Having a place to store one’s things is an extension of one’s personal
gravity. One’s things demonstrate who one
is on an ongoing basis. Valued things
are not easily discarded and neither is one’s sense of self as emblemized by
what one owns. And having a predictable
source of stimulation of self, such as things over time, is itself an important
possession, defined discrete figures that allow one to determine one’s place in
society, so that one can have a productive occupational role and sustained
bonded relationships both in terms of family and friends. So possessions can be not only a result of
success, but also a sharpened signal to a person to indicate how to move along
a defined path of success.
Many
young people today travel light not only in terms of possessions but also in
terms of relationships. People float in
and out of sexual and romantic relationships.
People move a lot for work today, so that it becomes harder to sustain
strong family relationships and friendships.
Speaking of work, employees have no expectation of lifetime commitment
to jobs. When new experiences are the
goal, novelty and variety are what matters in sex, romance, friendship, family
and employment. Yes, even family. Look at all the blended families that are
being formed after divorce.
It
has been stated that one reason that young people have turned against ownership
is that modern capitalism has been seducing people to buy a lot of things they
don’t need to keep the economies humming and that a lot of the stuff is junk
anyway. Perhaps this has an element of
truth to it. Many people in their
parents’ generation had acquired so much stuff that they were drowning in their
possessions. That being said, I still
feel that on a deep level, the problem has really been a lack of organic
stimuli from more traditional more natural living environments. Organic experiences give people the flowing
blendable continual stimuli that they need, and when people can have such
experiences, they don’t need what becomes a tension-pocket of things to try and
connect with the external world..
And
yet having experiences divorced from the commitment of ownership can be
problematic. Experiences come and
go. They can make imprints on us, but
when we are simply the consumers, we are not making and preserving any
significant imprints on the surfaces of the fields of experience that surround
us. In recreational activities, when we
buy things to own, we are actually making an imprint, showing our taste both to
ourselves as well as to the people around us.

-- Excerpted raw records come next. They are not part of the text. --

PR #188, opened 2019-02-14
Allocation tab cleanup

rossjones:
This PR shows the name of the allocated POM when the user is looking at
the allocated tab in the summary screen.  The tier column has also been
removed and the release date column renamed.

As it was included in the cleanup ticket, once an allocation is complete the user is redirected to the awaiting allocation tab rather than the allocated tab.

### DIFF
--- a/app/services/nomis/elite2/prison_offender_manager.rb
+++ b/app/services/nomis/elite2/prison_offender_manager.rb
@@ -3,7 +3,7 @@ module Nomis
     class PrisonOffenderManager
       include MemoryModel
 
-      attribute :staff_id, :string
+      attribute :staff_id, :integer
       attribute :first_name, :string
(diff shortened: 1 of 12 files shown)


app/services/nomis/elite2/prison_offender_manager.rb
```diff
@@ -3,7 +3,7 @@ module Elite2
     class PrisonOffenderManager
       include MemoryModel
 
-      attribute :staff_id, :string
+      attribute :staff_id, :integer
```
TobyRet: I did not realise the value could be casted  👍

rossjones: Yeah, it was causing issues elsewhere when we were doing comparisons between integer ids and strings.

PR #189, opened 2019-02-14
Manually add tiering and case allocation information for an offender

TobyRet:
- Users can now add case information (tiering and case allocation)for an offender. This is a temporary replacement until the NDelius API is up and running.
- Offenders that do no have case information will appear in the 'Awaiting information' tab on the Allocations summary dashboard


app/views/allocations/_awaiting_information.html.erb
```diff
@@ -0,0 +1,48 @@
...
+      <th class="govuk-table__header sorter-false" scope="col">Action</th>
+    </tr>
+    </thead>
+    <tbody class="govuk-table__body">
+    <% @summary.missing_info_offenders.each_with_index do |offender, i| %>
+      <tr class="govuk-table__row offender_row_<%= i %>">
+        <td aria-label="Prisoner full name" class="govuk-table__cell "><%= offender.full_name %></td>
+        <td aria-label="Prisoner number" class="govuk-table__cell "><%= offender.offender_no %></td>
+
+        <!-- Todo: REFACTOR THIS SECTION TO USE PRESENTERS -->
```
TobyRet: Refactor Friday?

spec/services/allocation_summary_service_spec.rb
```diff
@@ -1,10 +1,12 @@
 require 'rails_helper'
 
 describe AllocationSummaryService do
+  # TODO: - Get feedback on test case
```
TobyRet: @rossjones - want to get your opinion on this - as we are not creating case information for offenders in advance they will all end up in the 'Awaiting info' bucket

app/controllers/case_information_controller.rb
```diff
@@ -0,0 +1,28 @@
...
+  end
+
+  def create
+    CaseInformation.create!(
+      nomis_offender_id: case_information_params[:nomis_offender_id],
+      tier: case_information_params[:tier],
+      case_allocation: case_information_params[:case_allocation]
+    )
+
+    redirect_to allocations_path
```
rossjones: This probably needs to be `allocations_path(anchor:'awaiting-tiering')`

app/views/dashboard/index.html.erb
```diff
@@ -22,9 +22,9 @@
   <div class="govuk-grid-column-one-third">
     <div class="wrapper">
       <h1 class="govuk-heading-s">
-        <%= link_to "Awaiting tiering", allocations_path(anchor: 'awaiting-tiering'), class:"govuk-link" %>
+        <%= link_to "Awaiting information", allocations_path(anchor: 'awaiting-information'), class:"govuk-link" %>
```
rossjones: There may be a few other places where awaiting-tiering is used as the anchor

spec/services/allocation_summary_service_spec.rb
rossjones: Can we create some seed data so that once deployed to staging we still have _some_ in allocated and awaiting allocation?  This will still probably break some tests but at least we can just tweak them

app/controllers/case_information_controller.rb
TobyRet: 👍

spec/services/allocation_summary_service_spec.rb
TobyRet: Yep can definitely add seeding data to staging - 
We can seed the Test db also

rossjones: 🆒

PR #192, opened 2019-02-15
Remove pagination text when only 1 page

rossjones:
When there is only one page of results in the allocation summary, there
is little point in showing the Next/Previous and page number.  This PR
removes them.


app/views/shared/_pagination.html.erb
```diff
@@ -1,6 +1,7 @@
 <% if page_data %>
 <div class="govuk-grid-row pagination">
   <div class="govuk-grid-column-one-half">
+    <% if page_data.page_count > 1 %>
```
TobyRet: Possibly another candidate for a presenter (refactor Friday)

To the extent that it is a lasting possession, it becomes a preserved
imprint both on ourselves and on others.
When we buy a lot of similar items, we develop what would be called a
collection. Whether it is stylish clothes
or old books, stamps, coins or works of art, these collections reveal a lot
about ourselves both to ourselves and others.
On
another level, our possessions help to ground us in our fields of experience in
the external world. In a strange way,
they mirror and model for us, as we aspire to the mass, matter and substance in
the things that we hold. So that we
don’t end up floating through our numbing modern technological living
environments like ghosts. By imitating
the physicality of things, it allows us to make and preserve imprints in the
external world and then to help us make a surrogate immortality in preparation
for death.
Yes,
there is no doubt that too many things can crowd us, particularly if they are
junk. We call people with too many
things hoarders. They are people with an
addiction to things. Piles of possessions, lots of clutter that leads to the
creation of tension pockets, disjunctive juxtapositions of simply too many
things leading to visual abrasive friction. But a rejection of possessions as
manifested particularly among young people today can also be pathological. A desire for life experiences is
healthy. But experiences without
commitment in the form of possessions, similar to experiences without
relationships can lead in the end to a sense of emptiness. Meaningful possessions and meaningful
relationships are basically committed experiences. Experiences that give us grounding and
stability as we pass through the narrative of our lives.